Macro Ideas – The bullish case for British equities

by | Mar 29, 2018

Brexit, sterling’s fall from grace, the collapse of the London housing bubble and the fractious politics of Theresa May’s Tory government in Westminster has made UK equities a pariah for global asset allocators. British equities exhibit metrics of investor pessimism last seen just after the epic failures of RBS, Lloyds HBOS and, yes, Barclays PLC in October 2008. The financial markets have derated the FTSE-100 index from 16 times earnings in to a mere 12.8 times forward earnings now even though the index companies derive 72% of their revenue outside the sceptered isle.
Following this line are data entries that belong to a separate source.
PR #840, opened 2024-03-09
feat: add cc-remove and other provider and developer improvements [fixes DXJ-752]

shamsartem:
- enabled metrics for noxes by default like this
```
tokio_metrics_enabled = true
metrics_enabled = true
metrics_timer_resolution = "1 minute"
```
- added `bootstrap_nodes` for non-local environments
- assert provider is registered after offer is selected so you see a prompt to connect your wallet only after that
- improved message for the request to connect your wallet
- allow using both IDs and names for all CC related commands. Getting cc ids by name from provider.yaml should hopefully work now on dar. Previously you had to use ids to add collateral
- added `cc-remove` command
- if deal status is Ended - ask user if he wants to replace previously deployed deal with a new one

### DIFF
--- a/src/lib/deploy.ts
+++ b/src/lib/deploy.ts
@@ -166,7 +166,9 @@ export async function deployImpl(this: Deploy, cl: typeof Deploy) {
         ? !(await confirm({
             message: `You previously deployed ${color.yellow(
               workerName,
-            )}, but this deal is already ended. Do you want to create a new deal and overwrite the old one? (at ${workersConfig.$getPath()})\nPlease keep this deal id ${previouslyDeployedDeal.dealIdOriginal} to withdraw the money from it after state overwrite`,
+            )}, but this deal is already ended. Do you want to create a new deal and overwrite the old one? (at ${workersConfig.$getPath()})\nPlease keep this deal id ${
+              previouslyDeployedDeal.dealIdOriginal
+            } to withdraw the money from it after state overwrite`,
             default: true,
           }))
         : true;
--- a/src/lib/deploy.ts
+++ b/src/lib/deploy.ts
@@ -166,7 +166,7 @@ export async function deployImpl(this: Deploy, cl: typeof Deploy) {
         ? !(await confirm({
             message: `You previously deployed ${color.yellow(
               workerName,
-            )}, but this deal is already ended. Do you want to create a new deal and overwrite the old one? (at ${workersConfig.$getPath()})\nPlease keep this deal id ${deal.id} to withdraw the money from it after state overwrite`,
+            )}, but this deal is already ended. Do you want to create a new deal and overwrite the old one? (at ${workersConfig.$getPath()})\nPlease keep this deal id ${previouslyDeployedDeal.dealIdOriginal} to withdraw the money from it after state overwrite`,
             default: true,
           }))
         : true;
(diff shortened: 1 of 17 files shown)


src/lib/deploy.ts
```diff
@@ -148,7 +152,32 @@ export async function deployImpl(this: Deploy, cl: typeof Deploy) {
...
 
+    let isDealUpdate = previouslyDeployedDeal !== undefined;
+
     if (previouslyDeployedDeal !== undefined) {
+      const deal = readonlyDealClient.getDeal(
+        previouslyDeployedDeal.dealIdOriginal,
+      );
+
+      const status = await deal.getStatus();
+      const isDealEnded = status === 2n;
```
folex, line 163: maybe convert it first and compare with a string? we sometimes change enum order, and it will break this code without anyone knowing...

src/lib/deploy.ts
```diff
@@ -148,7 +152,32 @@ export async function deployImpl(this: Deploy, cl: typeof Deploy) {
...
+
+      isDealUpdate = isDealEnded
+        ? !(await confirm({
+            message: `You previously deployed ${color.yellow(
+              workerName,
+            )}, but this deal is already ended. Do you want to create a new deal and overwrite an old one? (at ${workersConfig.$getPath()})\nYou will not be able to withdraw money from the old deal after that`,
```
folex, line 169:
```suggestion
            )}, but this deal is already ended. Do you want to create a new deal and overwrite the old one? (at ${workersConfig.$getPath()})\nPlease keep this dealId ${deal.id} to withdraw the money from it after state overwrite`,
```

folex (approved):

src/lib/deploy.ts
shamsartem: Yeah totally forgot to adjust that, ideally I would use enum exposed by deal-ts-client lib, but I think it's not exposed

src/lib/deploy.ts
```diff
@@ -148,7 +152,32 @@ export async function deployImpl(this: Deploy, cl: typeof Deploy) {
...
+      );
+
+      const status = await deal.getStatus();
+      const isDealEnded = status === 2n;
+
+      isDealUpdate = isDealEnded
+        ? !(await confirm({
+            message: `You previously deployed ${color.yellow(
+              workerName,
+            )}, but this deal is already ended. Do you want to create a new deal and overwrite the old one? (at ${workersConfig.$getPath()})\nPlease keep this deal id ${deal.id} to withdraw the money from it after state overwrite`,
```
shamsartem, line 169:
```suggestion
            )}, but this deal is already ended. Do you want to create a new deal and overwrite the old one? (at ${workersConfig.$getPath()})\nPlease keep this deal id ${previouslyDeployedDeal.dealIdOriginal} to withdraw the money from it after state overwrite`,
```

src/lib/deploy.ts
folex: it is exposed, I believe https://github.com/fluencelabs/deal/blob/117d49d9f9bb0dfb7e4b5efbff7fc03db1deeec5/ts-client/src/dealExplorerClient/types/schemes.ts#L282

shamsartem: The link leads to some type, but I need actual values, e.g. an enum

folex:
let's merge?

shamsartem:
> let's merge?

I am ok. I will improve enum stuff later
If you are gonna use it - I will have more time to fix stuff if something goes wrong if merge now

This is surreal and one of the great valuation arbitrages in global equities.
British equities are now trading at their lowest levels since the Cameron – Osborne era circa 2014. My favourite stocks on the Footsie index include Shell, Anglo-American, GlaxoSmithKline, Shire PLC, Lloyds Banking Group and Barclays. BP owns 19% of Russia’s Rosneft and is thus vulnerable to the Kremlin’s retaliation. Each one of these British blue chips is a turnaround/story stock mispriced relative to its earning potential and franchise value. I believe sterling is still undervalued at 1.39 and that the “hard Brexit” risk premium demon that haunts the City of London will be exorcised by events. Sectors to avoid? Retail. Tesco, Sainsbury, Marks & Spencers.
Britain will continue to trade at a discount to Wall Street due to Brexit and the Footsie 100 index’s megacap low multiples energy/metals shares. There has been a brutal derating in British banks and Barclays, a historic High Street Quaker clearing bank whose pedigree goes back three centuries to the early Georgian era, trades at all of 0.6 times tangible book value.
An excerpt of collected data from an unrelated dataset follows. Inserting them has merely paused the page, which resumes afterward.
PR #849, opened 2024-03-11
feat: add ability for provider to update effectors and add module pack command

shamsartem:


src/lib/configs/project/module.ts
```diff
@@ -117,6 +119,11 @@ const overridableModulePropertiesV0 = {
     description:
       "A map of binary executable files that module is allowed to call. Example: curl: /usr/bin/curl",
   },
+  cid: {
+    description: "CID of the module when it was packed",
+    type: "string",
+    nullable: true,
+  },
```
kmd-fl, line 126: What about the import crate? Will the config be discarded as incorrect if I add it to the module.yaml?

shamsartem: I can add this optional property too. How do you suggest to call it?

kmd-fl: Dunno. Smth like "import-crate", I guess. I would rather not added it though, but whatever, we can delete it later, right? 
Also, what about adding CID to fluence.yaml (and provider.yaml for local deploy) on importing the module?

folex (approved):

I expect fund managers will eventually realise that the FTSE-100 index should be rerated, not dissed, amid a synchronized global economic expansion. UK Companies, ironically, generate higher operating profits than their peers in France or Germany since they do not have rigid, Stone Age labour markets dominated by trade union (Queen Maggie vanquished the Gorgon Scargill in 1984!) and regulatory burdens yet command a lower valuation. I concede that consumer confidence has plummeted since Brexit and the rise in food/petrol prices will hit consumer spending. Yet Unilever, Diageo, BAT and Reckitt and Coleman are global, not just Little England, brands. Still, I would avoid UK retailers and homebuilders like the plague. British Land trades at 30% below its net asset value. This only tells me that the stock market just does not believe the appraised value of Britain’s pre-eminent commercial property landlord.
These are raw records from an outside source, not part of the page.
PR #855, opened 2024-03-14
feat: new modules, gen Config.tomls for services, some refactoring, fix CID

shamsartem:


src/commands/module/build.ts
```diff
@@ -0,0 +1,80 @@
...
+  MARINE_BUILD_ARGS_FLAG_NAME,
+  MODULE_CONFIG_FULL_FILE_NAME,
+} from "../../lib/const.js";
+import { initCli } from "../../lib/lifeCycle.js";
+import { initMarineCli } from "../../lib/marineCli.js";
+import { input } from "../../lib/prompt.js";
+
+const PATH = "PATH";
+
+export default class Build extends BaseCommand<typeof Build> {
```
kmd-fl, line 37: It seems the `--no-input` flag suppresses output 
```
$ ~/Downloads/ll/fluence/bin/run.js module build --no-input effector
<no output>
$ ~/Downloads/ll/fluence/bin/run.js module build  effector
    Finished release [optimized] target(s) in 0.05s
```
fcli build: @fluencelabs/cli/0.15.25-new-modules-fd8363e-6427-1.0 from CI

shamsartem: yeah, seems this logic was there for a long time for all external binaries that CLI calls. Doesn't look very correct to me as well. Removed it

kmd-fl (approved):
Approve, but I checked locally only module build and module pack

UK banking is a classic valuation rerating candidate due to a steeper gilt yield curve. Mark Carney will the base rate in May and November due to inflation risk and Fed rate hikes. The end of the litigation cycle (PPI, LIBOR manipulation, mortgage securities fraud) and higher loan growth will boost the returns on equity and free cash flow of UK banks.
Energy and mining are 26% of the Footsie’s index at a time when I am bullish on UK names in these global sectors. This is the global macro milieu in which Rio Tinto, Glencore, BHP and Anglo-American rerate and I am also bullish on both BP and Royal Dutch Shell. In the stock market at least, cool Britannia lives on!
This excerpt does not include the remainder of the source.